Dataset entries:
□ □ □ □ □ □ □

PR #8842, opened 2023-01-18
Motion page to display motion with no preimage

peterwht:
In the next week or two, we will be assisting in the upgrade of the [Watr devnet](https://polkadot.js.org/apps/?rpc=wss%3A%2F%2Frpc.dev.watr.org#/explorer) to include a simple governance. The Mainnet will be launched soon as well. 

This governance only uses a collective, does not have Democracy, and does not rely on preimages. 

As is, the Polkadot.js UI only displays the motion hash for this governance. This PR adds a small change that will display the motion in text if democracy and the preimage does not exist.

Thank you for your help!

### DIFF
--- a/packages/page-democracy/src/Overview/ProposalCell.tsx
+++ b/packages/page-democracy/src/Overview/ProposalCell.tsx
@@ -32,8 +32,8 @@ function ProposalCell ({ className = '', imageHash, proposal }: Props): React.Re
   // while we still have this endpoint, democracy will use it
   const democracy = api.query.democracy;
 
-  const displayProposal = democracy ? 
-    democracy.preimages
+  const displayProposal = democracy
+    ? democracy.preimages
       ? proposal
       : preimage?.proposal
     : proposal;
--- a/packages/page-democracy/src/Overview/ProposalCell.tsx
+++ b/packages/page-democracy/src/Overview/ProposalCell.tsx
@@ -30,9 +30,13 @@ function ProposalCell ({ className = '', imageHash, proposal }: Props): React.Re
   const preimage = usePreimage(imageHash);
 
   // while we still have this endpoint, democracy will use it
-  const displayProposal = api.query.democracy?.preimages
-    ? proposal
-    : preimage?.proposal;
+  const democracy = api.query.democracy;
+
+  const displayProposal = democracy ? 
+    democracy.preimages
+      ? proposal
+      : preimage?.proposal
+    : proposal;
 
   if (!displayProposal) {
     const textHash = imageHash.toString();


packages/page-democracy/src/Overview/ProposalCell.tsx
```diff
@@ -32,8 +32,8 @@ function ProposalCell ({ className = '', imageHash, proposal }: Props): React.Re
   // while we still have this endpoint, democracy will use it
   const democracy = api.query.democracy;
 
-  const displayProposal = democracy ? 
-    democracy.preimages
+  const displayProposal = democracy
+    ? democracy.preimages
```
jacogr, line 36: The `proposal` (which is from an `api.derive`) used the same underlying preimage logic as pre-defined here before the `const democracy = ...` introduction.

- if democracy.preimages, retrieve from there
- if preimage pallet, retrieve from there
- else go empty

That logic would align using simple `?.`. (Adjusted for optional preimage pallet as well)

```js
const displayProposal = api.query.democracy?.preimages
  ? proposal
  : preimage?.proposal;
```

peterwht: Thank you for the response!

The issue is that with using the `democracy?.` only the proposal hash is displayed. But with the code I changed it to, the motion displays properly. So `proposal` is not always undefined. 

I also found this ([here](https://polkadot.js.org/apps/?rpc=wss%3A%2F%2Fpolkadot-rpc.dwellir.com#/council/motions))
Screen Shot 2023-01-18 at 1 34 05 PM

The second row only displays the proposal hash. This is on Polkadot. The code I have does not work for this either. 

The following code does work to fix that issue on Polkadot, and the issue we are having.
```
  const displayProposal = api.query.democracy?.preimages
  ? proposal
  : preimage?.proposal 
    ? preimage.proposal
    : proposal;
```
(could probably be refactored, but first I want to check if that is a reasonable approach).

Here is what Polkadot looks like with that change:
Screen Shot 2023-01-18 at 1 33 56 PM

jacogr:
On Polkadot it should not display. 

The UI is meant to indicate what will happen when it executes. 

So if the chain uses democracy and it has a preimage submitted to the preimage pallet it should not display. (There may be an image on-chain, but it doesn’t mean it is in the correct place)

peterwht:
Ah, okay. That makes sense. 

So, if neither option can be pulled in, do you have a recommended approach I can take to get this resolved? 

As mentioned, I have tested the code changes in this PR. It works for the chain we are working with, as well other chains, such as Polkadot. From what I can tell, it should not have any unintended side-effects for other chains.

Is it a matter of:
- The logic has unintended consequences?
- The code needs to be cleaner / refactored?
- Or something else?

The current code:
```
const displayProposal = api.query.democracy?.preimages // -> undefined -> false
  ? proposal // -> not reached (in our case)
  : preimage?.proposal; // -> undefined
```

follows this flow
- check if democracy exists -> false
- check preimage pallet for proposal -> does not exist
- displayProposal = undefined

The flow we need is:
- check if democracy exists -> false
- set `displayProposal = proposal`

I appreciate your help on this 😊🙏

jacogr:
For your case where does it get the proposal data from to show it?

peterwht:
I have not looked outside the scope of the `ProposalCell` component, but I am just using the `proposal` argument.

```
//.................................................. this one
function ProposalCell ({ className = '', imageHash, proposal } 
```

jacogr:
Yes, proposal is the decode bytes of the preimage. Hence asking how you are storing images on chain.

peterwht:
Ah, I see what you are asking now.

We are storing the proposals directly in `pallet-collective`.

The motions are created via Governance -> Council -> Motions -> Propose Motion. 

Chain state shows that there is nothing in `pallet-preimage` when doing it this way.

jacogr:
So, yes - that is the reason for my question. `proposal` contains the decoded preimage. So it needs to be retrieved from somewhere.

There is a doubling up of logic here -

- `api.derive.democracy.preimages` retrieves the preimage from either democracy or preimages pallet
- `usePreimage` only retrieves from the preimages pallet

If there is no on-chain preimage in either of those locations, the `proposal` would be empty.

peterwht:
🎉 Thank you!! I appreciate the patience you gave us in figuring this out. I just tested, and it works great 😊

PR #8898, opened 2023-01-31
Create dependency-review.yml

lilsunny243:


jacogr:
I'm going to close this one -

1. This is changing the actions (with no pinning to the known-working and checked actions)
2. The PR has no context provided as to why this is a good idea
3. This seems like a fly-by from a new contributor (while new contributions are really appreciated, changing the CI guts without any background is suspicious)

□ □ □ □ □ □ □

Work request: All of the entries above must be output word for word.

Answer space:
PR #8842, opened 2023-01-18
Motion page to display motion with no preimage

peterwht:
In the next week or two, we will be assisting in the upgrade of the [Watr devnet](https://polkadot.js.org/apps/?rpc=wss%3A%2F%2Frpc.dev.watr.org#/explorer) to include a simple governance. The Mainnet will be launched soon as well. 

This governance only uses a collective, does not have Democracy, and does not rely on preimages. 

As is, the Polkadot.js UI only displays the motion hash for this governance. This PR adds a small change that will display the motion in text if democracy and the preimage does not exist.

Thank you for your help!

### DIFF
--- a/packages/page-democracy/src/Overview/ProposalCell.tsx
+++ b/packages/page-democracy/src/Overview/ProposalCell.tsx
@@ -32,8 +32,8 @@ function ProposalCell ({ className = '', imageHash, proposal }: Props): React.Re
   // while we still have this endpoint, democracy will use it
   const democracy = api.query.democracy;
 
-  const displayProposal = democracy ? 
-    democracy.preimages
+  const displayProposal = democracy
+    ? democracy.preimages
       ? proposal
       : preimage?.proposal
     : proposal;
--- a/packages/page-democracy/src/Overview/ProposalCell.tsx
+++ b/packages/page-democracy/src/Overview/ProposalCell.tsx
@@ -30,9 +30,13 @@ function ProposalCell ({ className = '', imageHash, proposal }: Props): React.Re
   const preimage = usePreimage(imageHash);
 
   // while we still have this endpoint, democracy will use it
-  const displayProposal = api.query.democracy?.preimages
-    ? proposal
-    : preimage?.proposal;
+  const democracy = api.query.democracy;
+
+  const displayProposal = democracy ? 
+    democracy.preimages
+      ? proposal
+      : preimage?.proposal
+    : proposal;
 
   if (!displayProposal) {
     const textHash = imageHash.toString();


packages/page-democracy/src/Overview/ProposalCell.tsx
```diff
@@ -32,8 +32,8 @@ function ProposalCell ({ className = '', imageHash, proposal }: Props): React.Re
   // while we still have this endpoint, democracy will use it
   const democracy = api.query.democracy;
 
-  const displayProposal = democracy ? 
-    democracy.preimages
+  const displayProposal = democracy
+    ? democracy.preimages
```
jacogr, line 36: The `proposal` (which is from an `api.derive`) used the same underlying preimage logic as pre-defined here before the `const democracy = ...` introduction.

- if democracy.preimages, retrieve from there
- if preimage pallet, retrieve from there
- else go empty

That logic would align using simple `?.`. (Adjusted for optional preimage pallet as well)

```js
const displayProposal = api.query.democracy?.preimages
  ? proposal
  : preimage?.proposal;
```

peterwht: Thank you for the response!

The issue is that with using the `democracy?.` only the proposal hash is displayed. But with the code I changed it to, the motion displays properly. So `proposal` is not always undefined. 

I also found this ([here](https://polkadot.js.org/apps/?rpc=wss%3A%2F%2Fpolkadot-rpc.dwellir.com#/council/motions))
Screen Shot 2023-01-18 at 1 34 05 PM

The second row only displays the proposal hash. This is on Polkadot. The code I have does not work for this either. 

The following code does work to fix that issue on Polkadot, and the issue we are having.
```
  const displayProposal = api.query.democracy?.preimages
  ? proposal
  : preimage?.proposal 
    ? preimage.proposal
    : proposal;
```
(could probably be refactored, but first I want to check if that is a reasonable approach).

Here is what Polkadot looks like with that change:
Screen Shot 2023-01-18 at 1 33 56 PM

jacogr:
On Polkadot it should not display. 

The UI is meant to indicate what will happen when it executes. 

So if the chain uses democracy and it has a preimage submitted to the preimage pallet it should not display. (There may be an image on-chain, but it doesn’t mean it is in the correct place)

peterwht:
Ah, okay. That makes sense. 

So, if neither option can be pulled in, do you have a recommended approach I can take to get this resolved? 

As mentioned, I have tested the code changes in this PR. It works for the chain we are working with, as well other chains, such as Polkadot. From what I can tell, it should not have any unintended side-effects for other chains.

Is it a matter of:
- The logic has unintended consequences?
- The code needs to be cleaner / refactored?
- Or something else?

The current code:
```
const displayProposal = api.query.democracy?.preimages // -> undefined -> false
  ? proposal // -> not reached (in our case)
  : preimage?.proposal; // -> undefined
```

follows this flow
- check if democracy exists -> false
- check preimage pallet for proposal -> does not exist
- displayProposal = undefined

The flow we need is:
- check if democracy exists -> false
- set `displayProposal = proposal`

I appreciate your help on this 😊🙏

jacogr:
For your case where does it get the proposal data from to show it?

peterwht:
I have not looked outside the scope of the `ProposalCell` component, but I am just using the `proposal` argument.

```
//.................................................. this one
function ProposalCell ({ className = '', imageHash, proposal } 
```

jacogr:
Yes, proposal is the decode bytes of the preimage. Hence asking how you are storing images on chain.

peterwht:
Ah, I see what you are asking now.

We are storing the proposals directly in `pallet-collective`.

The motions are created via Governance -> Council -> Motions -> Propose Motion. 

Chain state shows that there is nothing in `pallet-preimage` when doing it this way.

jacogr:
So, yes - that is the reason for my question. `proposal` contains the decoded preimage. So it needs to be retrieved from somewhere.

There is a doubling up of logic here -

- `api.derive.democracy.preimages` retrieves the preimage from either democracy or preimages pallet
- `usePreimage` only retrieves from the preimages pallet

If there is no on-chain preimage in either of those locations, the `proposal` would be empty.

peterwht:
🎉 Thank you!! I appreciate the patience you gave us in figuring this out. I just tested, and it works great 😊

PR #8898, opened 2023-01-31
Create dependency-review.yml

lilsunny243:


jacogr:
I'm going to close this one -

1. This is changing the actions (with no pinning to the known-working and checked actions)
2. The PR has no context provided as to why this is a good idea
3. This seems like a fly-by from a new contributor (while new contributions are really appreciated, changing the CI guts without any background is suspicious)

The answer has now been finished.